**Collected data entries**.

------------

PR #561, opened 2021-11-01
Fix "pipenv install" invocation to avoid update of Pipfile.lock

pierre-loup-tristant-sonarsource:
When python scripts executing on Cirrus Ci run`pipenv install -e .`, it triggers an update of `Pipfile.lock` which then fails to resolve dependency.
As `pipenv install` doesn't trigger an update of `Pipfile.lock` I removed the `-e` argument from install commands.

### DIFF
--- a/.cirrus.yml
+++ b/.cirrus.yml
@@ -23,7 +23,7 @@ tooling_tests_task:
     PYTHONPATH: .
   install_dependencies_script:
     - cd rspec-tools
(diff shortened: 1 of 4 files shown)


arseniy-sonar (approved):
Thanks!

arseniy-sonar:
Use `pipenv install` all thourghout

PR #572, opened 2021-11-05
Modify rule S4784 [VBNET]: Remove unnecessary replacementRules from json

csaba-sagi-sonarsource:


andrei-epure-sonarsource (approved):
LGTM

PR #575, opened 2021-11-08
Modify rule S3229: Complete the description with bases; add compliant solution

arseniy-sonar:


rules/S3229/cfamily/rule.adoc
```diff
@@ -1,25 +1,73 @@
-Class members are initialized in the order in which they are declared in the class, not the order in which they appear in the class initializer list. To avoid errors caused by order-dependent initialization, the order of members in the initialization list should match the order in which members are declared in a class.
+Class members are initialized in the order in which they are declared in the class,
+not the order in which they appear in the class initializer list.
+To avoid errors caused by order-dependent initialization,
+the order of members in the initialization list should match the order in which members are declared in a class.
 
+Base parts of the object are initialized before direct members, in the order they are listed in the inheritance list,
+and virtual bases are initialized first.
+
+The complete oprder, as described https://en.cppreference.com/w/cpp/language/constructor#Initialization_order[here]:
```
marco-antognini-sonarsource, line 9:
```suggestion
The initialisation order, as described https://en.cppreference.com/w/cpp/language/constructor#Initialization_order[here], is:
```

rules/S3229/cfamily/rule.adoc
```diff
@@ -1,25 +1,73 @@
...
+. If the constructor is for the most-derived class, virtual bases are initialized in the order in which they appear in depth-first left-to-right traversal of the base class declarations (left-to-right refers to the appearance in base-specifier lists)
+. Then, direct bases are initialized in left-to-right order as they appear in this class's base-specifier list
+. Then, non-static data members are initialized in order of declaration in the class definition.
```
marco-antognini-sonarsource, line 12: Github preview doesn't display this as a list. It may be better to use `*` to create a list here.

rules/S3229/cfamily/rule.adoc
```diff
@@ -1,25 +1,73 @@
-Class members are initialized in the order in which they are declared in the class, not the order in which they appear in the class initializer list. To avoid errors caused by order-dependent initialization, the order of members in the initialization list should match the order in which members are declared in a class.
+Class members are initialized in the order in which they are declared in the class,
+not the order in which they appear in the class initializer list.
+To avoid errors caused by order-dependent initialization,
+the order of members in the initialization list should match the order in which members are declared in a class.
 
+Base parts of the object are initialized before direct members, in the order they are listed in the inheritance list,
+and virtual bases are initialized first.
```
marco-antognini-sonarsource, line 7: Given the next paragraph, I'm not sure this one brings any value. It could be removed I think.

rules/S3229/cfamily/rule.adoc
```diff
@@ -1,25 +1,73 @@
...
 
 == Noncompliant Code Example
 
 ----
 #include <iostream>
 
-class C {
+struct A {
+  A(int num) {
+    std::cout <<"A(num = " << num << <<")" <<std::endl;
```
marco-antognini-sonarsource, line 21:
```suggestion
    std::cout << "A(num = " << num << ")" << std::endl;
```

rules/S3229/cfamily/rule.adoc
```diff
@@ -1,25 +1,73 @@
...
+  }
+};
+
+struct B {
+  int b;
+};
+
+class C :public A, B {
```
marco-antognini-sonarsource, line 29:
```suggestion
class C : public A, B {
```

rules/S3229/cfamily/rule.adoc
```diff
@@ -1,25 +1,73 @@
...
 ----
 
+== Compliant Solution
+
+----
+#include <iostream>
+
+struct A {
+  A(int num) {
+    std::cout <<"A(num = " << num << <<")" <<std::endl;
```
marco-antognini-sonarsource, line 50:
```suggestion
    std::cout << "A(num = " << num << ")" << std::endl;
```

rules/S3229/cfamily/rule.adoc
```diff
@@ -1,25 +1,73 @@
...
+  }
+};
+
+struct B {
+  int b;
+};
+
+class C :public A, B {
```
marco-antognini-sonarsource, line 58:
```suggestion
class C : public A, B {
```

rules/S3229/cfamily/rule.adoc
```diff
@@ -1,25 +1,73 @@
...
+public:
+  int x;
+  int y;
+
+  C(int i) : A{i}, B{i}, x(i + 1), y(i) { }  // Noncompliant
```
marco-antognini-sonarsource, line 63:
```suggestion
  C(int i) : A{i}, B{i}, x(i + 1), y(i) { }
```

rules/S3229/cfamily/rule.adoc
```diff
@@ -1,25 +1,73 @@
...
   int y;
 
-  C(int i) : y(i), x(y + 1) { }  // Noncompliant
+  C(int i) : B{i}, A{b}, y(i), x(y + 1) { }  // Noncompliant
 };
 
 int main() {
-  C c(1);
+  C c(1); // prints A(num = 0)
   std::cout << c.x << " " << c.y << std::endl;  // prints 1 1
```
marco-antognini-sonarsource, line 39: I actually wonder, is it well defined and always prints those values? I have the feeling that this (accessing members before they are initialised) is actually undefined behaviour... https://godbolt.org/z/41Gcxe7Ee seems to "confirm" this, although it would be more convincing to have the wording from the spec instead of an example but that's not the point of this rule.

It may be better to rephrase the comments to say it's UB and may print unexpected values instead of "1, 2, 1".

rules/S3229/cfamily/rule.adoc
marco-antognini-sonarsource: or _initialization_ if American English is prefered, I don't know.

marco-antognini-sonarsource (changes requested):
Thanks for the update. Reviewing this prompted a question about the existing example around undefined behaviour. I have a few suggestions; most of them are trivial.

rules/S3229/cfamily/rule.adoc
arseniy-sonar: That's because of the missing empty line before the list. I use `.` for a list to make it ordered (`*` creates an unordered list).

rules/S3229/cfamily/rule.adoc
arseniy-sonar: Indeed. Removed.

rules/S3229/cfamily/rule.adoc
arseniy-sonar: Aggreed, rephrased.

rules/S3229/cfamily/rule.adoc
marco-antognini-sonarsource: Ah, thanks for the explanation! :-)

marco-antognini-sonarsource (approved):
Thanks for the update. LGTM.

PR #590, opened 2021-11-12
Modify rule S4581: Add more non compliant examples.

mary-georgiou-sonarsource:


rules/S4581/message.adoc
```diff
@@ -1,4 +1,5 @@
 === Message
 
-Please review this use of "new Guid()".
+Please review the way you are instantiating a new Guid.
```
costin-zaharia-sonarsource, line 3: It looks like the message was out of date. 

I think it should be `Use 'Guid.NewGuid()' or 'Guid.Empty' or use Guid instantiation with arguments.` since this in the latest version of the code that we want to merge to master.

costin-zaharia-sonarsource (changes requested):
The message seems to be different that the one we want to merge on master,

rules/S4581/message.adoc
```diff
@@ -1,5 +1,3 @@
 === Message
 
-Please review the way you are instantiating a new Guid.
-
-
+Use 'Guid.NewGuid()' or 'Guid.Empty' or use Guid instantiation with arguments.
```
costin-zaharia-sonarsource, line 3: Sorry, this is really my mistake. I forgot that we changed the message to `Use 'Guid.NewGuid()', 'Guid.Empty' or the constructor with arguments.`.

PR #605, opened 2021-11-18
Modify rule S1763[cfamily]: cover co_return and [[noreturn]]

marco-antognini-sonarsource:
This effectively takes the content of `../description.adoc` and adds mentions to `co_return` and `[[noreturn]]` functions (`abort`, `std::terminate`).

---

No implementation changes are required.

### DIFF
--- a/rules/S1763/cfamily/rule.adoc
+++ b/rules/S1763/cfamily/rule.adoc
@@ -1,4 +1,6 @@
-include::../description.adoc[]
+Some statements (`return`, `break`, `continue`, `goto`, `switch`, `co_return`) and `throw` expressions move control flow out of the current code block. Furthermore, some function do not return control flow (e.g. `abort()`, `std::terminate()`, functions with the ``++[[noreturn]]++`` attribute).
+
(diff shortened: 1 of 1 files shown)


rules/S1763/cfamily/rule.adoc
```diff
@@ -1,4 +1,6 @@
-include::../description.adoc[]
+Some statements (`return`, `break`, `continue`, `goto`, `switch`, `co_return`) and `throw` expressions move control flow out of the current code block. Furthermore, some function do not return control flow (e.g. `abort()`, `std::terminate()`, functions with the ``++[[noreturn]]++`` attribute).
```
arseniy-sonar, line 1:
```suggestion
Some statements (`return`, `break`, `continue`, `goto`, `co_return`) and `throw` expressions move control flow out of the current code block. Furthermore, some function do not return control flow (e.g. `abort()`, `std::terminate()`, functions with the ``++[[noreturn]]++`` attribute).
```
either `switch` should not be in the list, or it should include other control statements such as `if`, `for`, `while`.

arseniy-sonar (changes requested):

PR #1471, opened 2022-12-12
Modify rule S1612 (Java): Short lambdas are considered compliant

Swalkyn:
When a lambda function is shorter than its equivalent method reference, the code is considered compliant and no issue is raised.


Swalkyn:
Corresponding changes in sonar-java: https://github.com/SonarSource/sonar-java/pull/4238

alban-auzeill (approved):

PR #1475, opened 2022-12-15
Modify Rule S1191: removed "com.sun.*" packages check from rule implementation (SONARJAVA-4382)

leonardo-pilastri-sonarsource:


dorian-burihabwa-sonarsource (approved):
LGTM 👍🏿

------------

**What is required**.
Return only the count of lines in the records that hold the word "described".

**Reply to the task**.
2